The Helit was the most tranquil sea in the world, Vivaen's sailor friends had said. She shouldn't be afraid to ride its subtle waves, or trust its gentle eddies, they'd assured her.

What a lot of horseshit that had turned out to be.

Storm after storm all the way since Atlin. She felt like a mouse trapped in a barrel that was about to smash against the rocks.

The cramped quarters belowdecks had been built by the Loralanders to transport exotic animals for their arenas. Loralander graffiti was still scratched into the hull, and in every berth the names of former occupants were etched alongside crude drawings of the animals—fierce bears, nimble deer, even lions.
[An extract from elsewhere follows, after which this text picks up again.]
PR #1037, opened 2020-10-12
filedelete: Fix use-after-free in close_cb

chivay:
When the key is removed from the map, iterator becomes invalid,
later access becomes use-after-free.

When Vivaen's people had captured the ship, they'd not been arsed about fitting it for human passengers.

Probably they hadn't known how—Feislander ships were much different than this great hulk.

Another wave jostled the ship, and Vivaen dug her nails into the wood of her bunk. She preferred it abovedeck, where she could at least see what was happening, but when the sickness had spread amongst the noble passengers, the crewmen had started refusing the women entry to the upper levels of the ship. Last time Vivaen had tried, she'd been all but thrown down the stairs, never mind that she was handmaiden to a princess.
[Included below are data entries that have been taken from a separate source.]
PR #1038, opened 2020-10-12
Use cppcheck from Ubuntu repo instead of snap

tklengyel:


tklengyel:
I'm just disabling cppcheck for now, for some reason it's buggy on GA.

PR #1039, opened 2020-10-12
regmon: Use memcpy instead of reinterpret_cast

chivay:
Casting pointers with reinterpret_cast in some cases might violate
alignment requirements. Use memcpy to fix this issue.


icedevml (approved):
ack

Sailors were all cunts really, even the ones she called friends. As soon as the weather turned bad, or a catch didn't fetch as fine a price as a crew had hoped, it was the women who were blamed. Women on a ship were ill luck.
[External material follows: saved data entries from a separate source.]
Issue #1045, opened 2020-10-13
Asan error, plugin_ex


kscieslinski:
**Description**:
I've compiled drakvuf with memory sanitization enabled. Asan yields runtime error in plugin_ex module, inside `destroy_plugin_params` method:

**Environment**: `Windows-7`

**Error**:
```
[DEBUG][>] destroy_plugin_params(NtMapViewOfSection)
plugins_ex.cpp:152:9: runtime error: member call on address 0x606000044240 which does not point to an object of type 'plugin_params<pluginex>'
0x606000044240: note: object is of type 'map_view_of_section_result_t<userhook>'
 02 00 00 65  f8 87 75 a4 54 56 00 00  20 fb 03 00 b0 60 00 00  00 40 e9 75 00 00 00 00  60 8b 6f 02
              ^~~~~~~~~~~~~~~~~~~~~~~
              vptr for 'map_view_of_section_result_t<userhook>'
SUMMARY: UndefinedBehaviorSanitizer: undefined-behavior plugins_ex.cpp:152:9 in 
[DEBUG][<] destroy_plugin_params()
```

**Call stack**:
```
Thread 1 "drakvuf" hit Breakpoint 1, 0x000055b43f44cb00 in pluginex::destroy_plugin_params(drakvuf_trap*) ()
gdb-peda$ where
#0  0x000055b43f44cb00 in pluginex::destroy_plugin_params(drakvuf_trap*) ()
#1  0x000055b43f14b7ed in process_free_requests (drakvuf=0x61b000000080) at vmi.c:173
#2  int3_cb (vmi=<optimized out>, event=0x61b0000002e8) at vmi.c:634
#3  0x00007f1328c752d3 in process_software_breakpoint (vmi=0x619000002380, vmec=0x7ffc160c50e0) at libvmi/driver/xen/xen_events.c:687
#4  0x00007f1328c725af in process_request (vmec=0x7ffc160c50e0, vmi=0x619000002380) at libvmi/driver/xen/xen_events.c:1270
#5  process_requests_4 (vmi=0x619000002380, requests_processed=<optimized out>) at libvmi/driver/xen/xen_events.c:2124
#6  0x00007f1328c74910 in xen_events_listen (vmi=0x619000002380, timeout=<optimized out>) at libvmi/driver/xen/xen_events.c:2949
#7  0x000055b43f14c32b in drakvuf_vmi_event_callback (fd=<optimized out>, data=<optimized out>) at vmi.c:1373
[...]

PR #1048, opened 2020-10-13
Refactor plugins_ex class

BonusPlay:
- remove allocators, as noone used them
 - remove a lot of templates from hook params
 - separate `get_trap_params` and `get_trap_plugin`
 - use `std::unique_ptr` with custom deleter for traps
 - minimal changes to old API

Currently WIP as this is 1st commit where "it builds", now it needs extended testing.

### DIFF
--- a/src/plugins/plugins_ex.h
+++ b/src/plugins/plugins_ex.h
@@ -108,8 +108,10 @@
 #include <string>
 #include <bitset>
 #include <map>
-#include <new>
 #include <memory>
+#include <vector>
+#include <algorithm>
+#include <functional>
 
 #include "private.h"
 #include "plugins.h"
@@ -149,61 +151,6 @@ std::string FieldToString(const std::map<uint64_t, std::string>& maps, const std
 std::string FieldToString(const std::map<uint64_t, std::string>& maps, uint64_t value);
 
 } // namespace print
-
-template<typename T>
-struct allocator
-{
-    allocator() noexcept {}
-    ~allocator() {}
-
-    template<typename... _Args>
-    inline T* allocate(std::size_t n, _Args&& ... args);
-    void deallocate(T* p, std::size_t n)
-    {
-        delete[] p;
-    }
-};
-
-template<typename T>
-template<typename... _Args>
-inline T* allocator<T>::allocate(std::size_t n, _Args&& ... args)
-{
-    if (n == 1)
-        return new (std::nothrow) T(args...);
-    else
-    {
-        auto p = new (std::nothrow) char(sizeof (T) * n);
-        if (p)
-        {
-            for (std::size_t i = 0; i < n; ++i)
-            {
-                auto t = reinterpret_cast<T*>(p + sizeof(T) * i);
-                new (t)T(args...);
-            }
-        }
-        return reinterpret_cast<T*>(p);
-    }
-}
-
-template<typename T>
-struct plugin_params
-{
-private:
-    T* source;
-
-public:
-    plugin_params(T* src) : source(src) {}
-    virtual ~plugin_params() {}
-
-    T* operator()() const noexcept
-    {
-        return source;
-    }
-    T* plugin() const noexcept
-    {
-        return source;
-    }
-};
 
 struct breakpoint_in_system_process_searcher
 {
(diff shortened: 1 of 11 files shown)


icedevml:
```
[SYSCALL] TIME:1602629641.050278 VCPU:1 CR3:0xAB349000 "\Device\HarddiskVolume2\Windows\System32\svchost.exe":NtOpenKeyEx SessionID:0 PID:1912 PPID:440 Module:"nt" vCPU:1 CR3:0xAB349000 Syscall:242 NArgs:4 KeyHandle:0x6FF048 DesiredAccess:0x2000000 ObjectAttributes:"\REGISTRY\MACHINE" OpenOptions:0x0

And Vivaen was the illest luck of all.

She'd told her man as much months ago. Her man, as if she ever held fast to anyone long enough to lose them. Well, now she was trapped on the ship, packed up like so much luggage. She'd lost him, or he'd lost her, all so she could tip-toe after Princess Bree like a bear ready to be baited.

Across the hold, Bree retched into her bucket. Queen Eaflied was fussing at her daughter's side and stooped beside the bunk to dab at Bree's dirtied face with a cloth several days past clean.

Vivaen wrinkled her nose. She'd never liked Bree much. The fourteen-year-old princess was meek and boring, barely interested in anything besides whether or not her mysterious Massenqa husband would be handsome, or what kinds of fashions everyone would be wearing when they arrived. Would her blue wool dress with the silver shoulder clasps still turn heads, or would her intended think it plain? What if Prince Ashtaroth was warty all over? What if he was fat and hairy?

A stupid girl. If she had any sense, she'd be more worried over his temper, over whether he'd make an adequate lover, over whether she could both whelp his heir and survive the process.

Bree sobbed as her mother stroked her hair, and Vivaen's cold heart tightened. This was no way to spend the voyage to meet your betrothed.

It was no way to die.

And after all, compared with Vivaen's twenty-one years, Bree was only a child. Of course she was shit conversation. Vivaen fiddled with the hem of her skirt—she herself wouldn't have minded a blue wool dress with silver clasps, nor a handsome face to keep her company as the sea tossed them about.

Not just any face. Her man had been as fine a catch as she'd ever made—the fire to her frost. Not that she'd told him so, for he'd been a scoundrel through and through, her fire. He'd taken his tithe in compliments from every woman in town, and Vivaen had been loathe to add to the heap at his feet. Lying and teasing were what made it fun. They were what made it safe. If you pretended not to care, you could convince yourself you didn't, so it hurt less when it ended.